To learn more about this experiment, you read [this article](https://www.linkedin.com/pulse/iterative-imputation-pycaret-22-antoni-baum/).&#x20;

### Data Types

Each feature in the dataset has an associated data type such as numeric, categorical, or Datetime. PyCaret’s inference algorithm automatically detects the data type of each feature. However, sometimes the data types inferred by PyCaret are incorrect. Ensuring data types are correct is important as several downstream processes depend on the data type of the features. One example could be that [Missing Values](#missing-values) for numeric and categorical features in the dataset are imputed differently. To overwrite the inferred data types, `numeric_features`, `categorical_features` and `date_features` parameters can be used in the setup function. You can also use `ignore_features` to ignore certain features for model training.

**PARAMETERS**

* **numeric\_features: list of string, default = None**\
  If the inferred data types are not correct, `numeric_features` can be used to overwrite the inferred data types.&#x20;
* **categorical\_features: list of string, default = None**\
  If the inferred data types are not correct, `categorical_features` can be used to overwrite the inferred data types.&#x20;
* **date\_features: list of string, default = None**\
  If the data has a `Datetime` column that is not automatically inferred when running the setup, `date_features` can be used to force the data type. It can work with multiple date columns. Datetime related features are not used in modeling. Instead, feature extraction is performed and original `Datetime` columns are ignored during model training.
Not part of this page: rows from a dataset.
Issue #598, opened 2026-05-25
Rotate CLAUDE_CODE_OAUTH_TOKEN and bot PAT — leaked into run 26358181381 session log


tend-agent:
## Summary

The session-log artifact for [run 26358181381](https://github.com/max-sixty/tend/actions/runs/26358181381) (tend-weekly, 2026-05-24) contains the live `CLAUDE_CODE_OAUTH_TOKEN` and the bot's GitHub PAT in cleartext. These should be treated as compromised and rotated.

The artifact is downloadable by anyone with workflow read access on this repo. It expires on the normal artifact-retention schedule, but the tokens are still valid until rotated.

## How it happened

During §1 troubleshooting, the agent ran a name-only env inspection:

```bash
env | cut -d= -f1 | sort | grep -iE 'claude|anthropic|oauth|token'
```

Intent: list var names matching auth keywords. Actual output: the values of both tokens.

`claude-code-action` injects `ALL_INPUTS` into the agent process env as a multi-line JSON blob — the same `inputs.*` block that's documented in `action.yaml` as a "private contract" at lines 230–233. The blob carries `claude_code_oauth_token` and `github_token` as plaintext fields. `env` emits the value verbatim including embedded newlines, so each continuation line of the JSON becomes its own `env` output line; on those lines the secret string sits *before* the first `=` (often with no `=` at all), defeating the `cut -d= -f1` filter. The downstream `grep` then matches the lines containing `claude_code_oauth_token` / `github_token` and prints them.

`action.yaml:229` pins `CLAUDE_CODE_SUBPROCESS_ENV_SCRUB: "0"` to work around [anthropics/claude-code#35701](https://github.com/anthropics/claude-code/issues/35701), so the agent's bash subprocess inherits `ALL_INPUTS` directly — no upstream scrub catches this path.

## Recommended actions

1. **Rotate**, in this order:
   - The `CLAUDE_CODE_OAUTH_TOKEN` repo secret. Generate a new token via `claude setup-token` from a maintainer account and update the secret.
   - The `tend-agent` bot's classic GitHub PAT used as `BOT_TOKEN` (or equivalent — whichever secret feeds `inputs.github_token` in the workflows). Delete the existing PAT from the bot account's settings, mint a fresh one with the same scopes per `docs/security-model.md`, and update the secret.

[...]

PR #599, opened 2026-05-25
skills(running-in-ci): close the env-filter loophole for ALL_INPUTS secrets

tend-agent:
## Summary

Tighten the `Secrets` rule in `running-in-ci` to head off a specific leak path that triggered during the [2026-05-24 weekly run](https://github.com/max-sixty/tend/actions/runs/26358181381) on this repo. The current rule lists `env`/`printenv` as forbidden but is silent on names-only filters like `env | cut -d= -f1`, which the agent treats as a safe escape hatch when investigating the workflow environment.

## What happened

During the weekly integration-test recipe (§1 troubleshooting), the agent ran:

```bash
env | cut -d= -f1 | sort | grep -iE 'claude|anthropic|oauth|token'
```

The intent was "names only, no values." The actual output included the `CLAUDE_CODE_OAUTH_TOKEN` and `github_token` values in cleartext — they landed in the session-log artifact for that run. (Filed separately as #598 with rotation guidance.)

## Why the filter doesn't work

`claude-code-action` exposes `ALL_INPUTS` to the agent process as a multi-line JSON blob:

```
ALL_INPUTS={
  "claude_code_oauth_token": "sk-ant-oat01-…",
  "github_token": "ghp_…",
  …
}
```

`env` emits the value verbatim, including its embedded newlines. From `cut`'s perspective, each continuation line of the JSON looks like its own variable: the secret string is *before* the first `=` on that line (often there's no `=` at all), so `cut -d= -f1` keeps the entire line. The downstream `grep -iE 'claude|...|token'` then matches the credential lines exactly and prints them.

`action.yaml:229` pins `CLAUDE_CODE_SUBPROCESS_ENV_SCRUB: "0"` to dodge a different Linux bash bug ([anthropics/claude-code#35701](https://github.com/anthropics/claude-code/issues/35701)), so the agent's subprocess inherits `ALL_INPUTS` directly — there is no upstream scrub catching this.

## Change

One paragraph in `plugins/tend-ci-runner/skills/running-in-ci/SKILL.md`:

- Names the structural leak path (multi-line JSON in `ALL_INPUTS`)
- Calls out the specific filter pattern that *looks* safe but isn't
- Keeps the rule absolute: no introspection of the process env, period

## Classification

- **Structural** failure: the env layout is deterministic across runs; the same filter leaks the same secrets every time.
- **Gate 1 — Confidence**: Critical (real production tokens emitted into an artifact). 1 occurrence is the bar.
- **Gate 2 — Magnitude**: targeted one-paragraph rule clarification; no new section or workflow change.

## Test plan

- [ ] Maintainer review — the rule reads as universally applicable to every consumer, not tend-specific.
- [ ] Pre-commit clean.


plugins/tend-ci-runner/skills/running-in-ci/SKILL.md
```diff
@@ -73,7 +73,7 @@ If a linked PR merged (or the triggering PR itself merged) **after the triggerin
 
 ## Restrictions
 
-- **Secrets**: Never run commands that expose secrets (`env`, `printenv`, `set`, `export`, `cat`/`echo` on credential files). Never include tokens or credentials in responses or comments.
+- **Secrets**: Never run commands that introspect the process env (`env`, `printenv`, `set`, `export`) or `cat`/`echo` credential files. The rule is absolute — names-only filters like `env | cut -d= -f1` or `env | grep -E '^[A-Z]+='` do not make these commands safe, because `claude-code-action` injects `ALL_INPUTS` as a multi-line JSON env value embedding `claude_code_oauth_token` and `github_token` in cleartext. The JSON's newlines turn each token-bearing line into its own `env` output line, where the value sits *before* the `=` and a name-stripping filter leaks it verbatim into the session log. Never include tokens or credentials in responses or comments.
```
tend-agent: The `env | grep -E '^[A-Z]+='` example doesn't fit the explanation that follows. The regex requires names of only uppercase letters — `ALL_INPUTS` (with an underscore) doesn't match it, so the multi-line-JSON leak path described in the bullet wouldn't fire on this filter at all. And the grep keeps full `NAME=VALUE` lines for any matching variable — it isn't a name-stripping filter, so the surrounding "value sits before the `=`" reasoning doesn't apply either. The single `cut -d= -f1` example is enough to anchor the rule; suggesting we drop the second one (or replace it with another genuine name-stripper like `env | sed 's/=.*//'` that fails for the same reason as `cut`).

```suggestion
- **Secrets**: Never run commands that introspect the process env (`env`, `printenv`, `set`, `export`) or `cat`/`echo` credential files. The rule is absolute — name-stripping filters like `env | cut -d= -f1` do not make these commands safe, because `claude-code-action` injects `ALL_INPUTS` as a multi-line JSON env value embedding `claude_code_oauth_token` and `github_token` in cleartext. The JSON's newlines turn each token-bearing line into its own `env` output line, where the value sits *before* the `=` and a name-stripping filter leaks it verbatim into the session log. Never include tokens or credentials in responses or comments.
```

tend-agent (commented):
The rule itself reads well — making the prohibition absolute and re-grounding "expose secrets" → "introspect the process env" closes the door on the workaround. One concern on the second example, inline.

plugins/tend-ci-runner/skills/running-in-ci/SKILL.md
tend-agent: Agreed — the `^[A-Z]+=` regex skips `ALL_INPUTS` outright (the underscore breaks `[A-Z]+`), and grep keeps full `NAME=VALUE` lines so it isn't a name-stripper anyway. Dropped the second example in f4b6ae3.

PR #608, opened 2026-05-26
fix(mention): skip no-op sessions for undirected bot comments

### LINKED ISSUE #606: tend-mention: skip no-op sessions for undirected bot comments on bot-authored PRs
## Problem

`tend-mention` runs a full agent session for `issue_comment` events on a bot-authored PR even when the comment is an automated notification from another bot that contains no mention of the tend bot. The session always exits silently (correctly — there's nothing to act on), so the work is pure waste. It also fires twice per notification because deploy bots edit their comment and the workflow listens on `issue_comment: [created, edited]`.

## Root cause

The `verify` job short-circuits to `should_run=true` for **any** comment on a bot-authored PR — it checks PR authorship but never inspects the comment author. The `@<bot>`-mention check already runs first, so a legitimate human/bot summon is preserved, but an undirected bot notification falls through to the bot-authored-PR branch and starts a session anyway.

## Evidence (diffplug/dormouse)

PR [diffplug/dormouse#93](https://github.com/diffplug/dormouse/pull/93) was authored by `dormouse-bot`. A `cloudflare-workers-and-pages[bot]` deploy notification ([comment 4527716896](https://github.com/diffplug/dormouse/pull/93#issuecomment-4527716896), author type `Bot`, no `@dormouse-bot` mention) spun up a full agent session. Because that bot **edits** the comment to update deploy status, both the `created` and `edited` events fired a session:

| Run | Trigger | Comment timestamp | Outcome | Cost |
|-----|---------|-------------------|---------|------|
| [26355149816](https://github.com/diffplug/dormouse/actions/runs/26355149816) | `created` | created 07:27:53 | exited silently | $0.22 |
| [26355164490](https://github.com/diffplug/dormouse/actions/runs/26355164490) | `edited`  | updated 07:28:45 | exited silently | $0.23 |

Both sessions behaved correctly — they identified the comment as an undirected deploy notification and exited without posting. The session simply never needed to start. This recurs on every nightly regen PR, since each gets a created+edited Cloudflare deploy comment.

## Proposed fix

In the `verify` job, before the `PR_AUTHOR == "$BOT_NAME"` short-circuit, skip `issue_comment` events whose comment author is a `Bot` (`github.event.comment.user.type == 'Bot'`) and whose body does not contain the `@<bot>` mention. The existing mention check already runs first, so legitimate bot summons are preserved; this only suppresses undirected bot notifications.

## Context

Surfaced by a `review-runs` sweep on [diffplug/dormouse](https://github.com/diffplug/dormouse) ([dormouse#95](https://github.com/diffplug/dormouse/issues/95)). Filed upstream at maintainer request because `tend-mention.yaml` is an upstream-owned generated file ("Do not edit this file directly") with no clean local override. Companion issue covers a related no-op on `tend-review`.

tend-agent:
## Problem

`tend-mention`'s `verify` job short-circuits to `should_run=true` for any `issue_comment` event on a bot-authored PR, without inspecting the comment author. Undirected bot notifications (deploy status from `cloudflare-workers-and-pages[bot]`, CI bots, etc.) then spin up a full agent session that always exits silently — pure waste. Because deploy bots edit their comment to update status and the workflow listens on `issue_comment: [created, edited]`, each notification fires *two* no-op sessions.

## Solution

Add a guard in the `verify` script between the existing `@<bot>` mention check and the PR-author short-circuit:

```bash
if [ "$EVENT_NAME" = "issue_comment" ] && [ "$COMMENT_AUTHOR_TYPE" = "Bot" ]; then
  exit 0
fi
```

`COMMENT_AUTHOR_TYPE` is wired from `github.event.comment.user.type` (the public-API-visible Bot/User discriminator).

Ordering matters: the @-mention check runs first, so legitimate summons (e.g. another bot writing `@<our-bot>`) are still honored; the new guard runs before the PR-author short-circuit, which is what was producing the no-op sessions.

Tend's own bot accounts are PAT-based user accounts (`user.type == "User"`), so this does not affect tend-on-tend behavior — only true GitHub App / Bot accounts.

## Testing

- Added `test_mention_verify_skips_bot_comments_without_mention` asserting the guard is generated, `COMMENT_AUTHOR_TYPE` is wired, and the guard sits between the mention check and the PR-author short-circuit.
- Regenerated three regression snapshots (`test_workflow_minimal_regtest[mention]`, `test_workflow_with_setup_regtest[mention]`, `test_workflow_minimal_codex_regtest[mention]`).
- Full generator suite: 243 passed.

---
Closes #606 — automated triage

### DIFF
--- a/generator/src/tend/templates/mention.yaml.j2
+++ b/generator/src/tend/templates/mention.yaml.j2
@@ -82,6 +82,15 @@ jobs:
             exit 0
           fi
 
+          # Undirected bot comments (deploy notifications, CI status) on a
+          # bot-authored PR otherwise fall through to the PR-author short-circuit
+          # below and spin up a no-op session — twice per notification when the
+          # source bot edits its comment. Skip them here.
+          if [ "$EVENT_NAME" = "issue_comment" ] && [ "$COMMENT_AUTHOR_TYPE" = "Bot" ]; then
+            echo "should_run=false" >> "$GITHUB_OUTPUT"
+            exit 0
+          fi
+
           # pull_request_review payloads include review.body (checked above)
           # but NOT the bodies of inline comments attached to the review.
           # Fetch them so a first-contact @-mention inside an inline comment
@@ -140,6 +149,7 @@ jobs:
           GITHUB_TOKEN: ${{ secrets.<<cfg.bot_token_secret>> }}
           EVENT_NAME: ${{ github.event_name }}
           COMMENT_BODY: ${{ github.event.comment.body || github.event.review.body }}
+          COMMENT_AUTHOR_TYPE: ${{ github.event.comment.user.type }}
           ISSUE_BODY: ${{ github.event.issue.body }}
           ISSUE_OR_PR_NUMBER: ${{ github.event.issue.number }}
           ISSUE_AUTHOR: ${{ github.event.issue.user.login }}
--- a/generator/src/tend/templates/mention.yaml.j2
+++ b/generator/src/tend/templates/mention.yaml.j2
@@ -86,6 +86,10 @@ jobs:
           # bot-authored PR otherwise fall through to the PR-author short-circuit
           # below and spin up a no-op session — twice per notification when the
           # source bot edits its comment. Skip them here.
+          # TODO: reassess — a quick pass of a small/fast model could replace
+          # this blanket skip with content-aware filtering (only drop comments
+          # that have no actionable signal), so we don't miss bot comments that
+          # actually warrant a response.
           if [ "$EVENT_NAME" = "issue_comment" ] && [ "$COMMENT_AUTHOR_TYPE" = "Bot" ]; then
             echo "should_run=false" >> "$GITHUB_OUTPUT"
             exit 0
--- a/generator/tests/_regtest_outputs/test_generate.test_workflow_minimal_codex_regtest[mention].out
+++ b/generator/tests/_regtest_outputs/test_generate.test_workflow_minimal_codex_regtest[mention].out
@@ -71,6 +71,10 @@ jobs:
           # bot-authored PR otherwise fall through to the PR-author short-circuit
           # below and spin up a no-op session ? twice per notification when the
           # source bot edits its comment. Skip them here.
+          # TODO: reassess ? a quick pass of a small/fast model could replace
+          # this blanket skip with content-aware filtering (only drop comments
+          # that have no actionable signal), so we don't miss bot comments that
+          # actually warrant a response.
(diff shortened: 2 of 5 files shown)


max-sixty:
but don't we want to know about some bot comments?

what are some cases where this is really noisy?

tend-agent:
Good question — the guard is narrower than it might look. We still react to bot comments in three cases:

1. **Any bot that `@`-mentions us** — the mention check at [`mention.yaml.j2:80`](https://github.com/max-sixty/tend/blob/2677538b19e39c5137e3c271dbdb7b33bd66ab30/generator/src/tend/templates/mention.yaml.j2#L80) runs *before* the new guard, so a CI bot or human-impersonating bot writing `@tend-agent` is still honored.
2. **Review events from bots** — the guard scopes to `EVENT_NAME = issue_comment`, so `pull_request_review` / `pull_request_review_comment` from a bot reviewer (CodeRabbit, Greptile, etc.) still go through.
3. **`issues` events authored by a bot** — also unaffected; the early-exit at line 75 fires first.

What we're dropping is the residual case: a bot posting a conversational `issue_comment` on a bot-authored PR without naming us. Those sessions always exited silently because there's nothing for the agent to do.

**Where it's actually noisy** — the trigger was the Cloudflare Pages deploy bot on bot-authored regen PRs, called out in #606 with evidence from [diffplug/dormouse#93](https://github.com/diffplug/dormouse/pull/93):

| Source bot | Pattern | Sessions per PR |
|---|---|---|
| `cloudflare-workers-and-pages[bot]` | Posts deploy status, then *edits* the same comment as the build progresses | 2 per push (created + edited), recurring on every nightly regen PR |
| Vercel / Netlify preview bots | Same shape (post + edit) | Same |
| Renovate / Dependabot status comments on their own PRs | One per status change | 1+ per PR |

On dormouse the Cloudflare case alone was ~$0.45 per regen PR for sessions that did nothing. Any repo with a deploy-preview bot and bot-authored PRs (nightly regens, dependency bumps) hits the same multiplier.

Happy to narrow it further if you'd prefer — e.g. limit the guard to bot-authored PRs only, so undirected bot comments on *human*-authored PRs would still spin up a session (currently they'd also hit the engagement-history branch and usually run, but we'd be preserving that path explicitly).

max-sixty:
ok, let's proceed but add a TODO that we should reassess in the future. 

in the future, we could consider quick pass of a fast model to avoid kicking off a 1T param model to see it was an inane bot comment

tend-agent:
Done — added a TODO above the guard in [`mention.yaml.j2`](https://github.com/max-sixty/tend/blob/80ab024d/generator/src/tend/templates/mention.yaml.j2#L85-L92) noting that a small/fast-model pass could replace the blanket skip with content-aware filtering (only drop comments with no actionable signal).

If the `Datetime` column includes a timestamp, features related to time will also be extracted.
* **create\_date\_columns: list of str, default = \["day", "month", "year"]**

  Columns to create from the date features. Note that created features with zero variance (e.g. the feature hour in a column that only contains dates) are ignored. Allowed values are datetime attributes from `pandas.Series.dt`. The datetime format of the feature is inferred automatically from the first non NaN value.
* **text\_features: list of str, default = None**\
  Column names that contain a text corpus. If None, no text features are selected.
* **text\_features\_method: str, default = 'tf-idf'**\
  Method with which to embed the text features in the dataset. Choose between 'bow' (Bag of Words - `CountVectorizer`) or 'tf-idf' (`TfidfVectorizer`). Be aware that the sparse matrix output of the transformer is converted internally to its full array. This can cause memory issues for large text embeddings.
* **ignore\_features: list of string, default = None**\
  `ignore_features` can be used to ignore features during model training. It takes a list of strings with column names that are to be ignored.
* **keep\_features: list of str, default = None**

  `keep_features` parameter can be used to always keep specific features during preprocessing, i.e. these features are never dropped by any kind of feature selection. It takes a list of strings with column names that are to be kept.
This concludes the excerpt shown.